● Source data:
——————————

PR #2448, opened 2021-08-24
chore: change alerts activity text

### LINKED ISSUE #2422: Alerts display on home screen says checks don't exist when they do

——————————

● Work task: Would you return exactly, and only, the lines beginning at the one with "chore: change alerts activity text" and ending at the last line of the listing?

● Task output:
chore: change alerts activity text

### LINKED ISSUE #2422: Alerts display on home screen says checks don't exist when they do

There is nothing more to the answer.